- _WHAT TO WORK ON_:
From the entries that follow, copy every line with the word "models".

- _SOURCE RECORDS_:
PR #148, opened 2019-07-15
🔥  fix leaking db conns

nicpottier:
We are leaking db conns (almost certainly via a missing `rows.Close()`) causing a deadlock after a while. Found a few possible spots after looking at all our uses of `Query*`, URN related ones are most likely culprits since that recently changed (though they aren't new). Other possibility is the auth endpoint, which may be triggered by different usage all of a sudden (more surveyor submissions), the check of auth tokens was leaking a conn on every hit.

### DIFF
--- a/models/channel_connection.go
+++ b/models/channel_connection.go
@@ -141,6 +141,7 @@ func InsertIVRConnection(ctx context.Context, db *sqlx.DB, orgID OrgID, channelI
 	if err != nil {
 		return nil, errors.Wrapf(err, "error inserting new channel connection")
 	}
+	defer rows.Close()
 
 	rows.Next()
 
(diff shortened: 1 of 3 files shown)


norkans7:
I suspect something around IVR retries too

nicpottier:
One of the fixes was related to IVR actually. Why do you suspect that?

norkans7:
error report pointed to L285 which seems to have the defer already

norkans7 (approved):

nicpottier:
Ya, these are tricky to track down because errors you will see are actually where a healthy thread is trying to grab a connection. I did a thread dump on a locked up mailroom to verify some of these. The auth token was the one I could see in the trace.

- _OUTPUT FOR THIS EXERCISE_:
--- a/models/channel_connection.go
+++ b/models/channel_connection.go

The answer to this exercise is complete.